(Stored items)
....
PR #1232, opened 2024-08-29
Turret-proof Drop Pod

Fate-JH:
A little birdie told me that a drop pod caught in turret auto-fire would cause the world to end.


Dethdeath:
Crashes are gone.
....
**What this task involves**
With nothing left out, print the data above exactly.

**Output of the exercise**
PR #1232, opened 2024-08-29
Turret-proof Drop Pod

Fate-JH:
A little birdie told me that a drop pod caught in turret auto-fire would cause the world to end.


Dethdeath:
Crashes are gone.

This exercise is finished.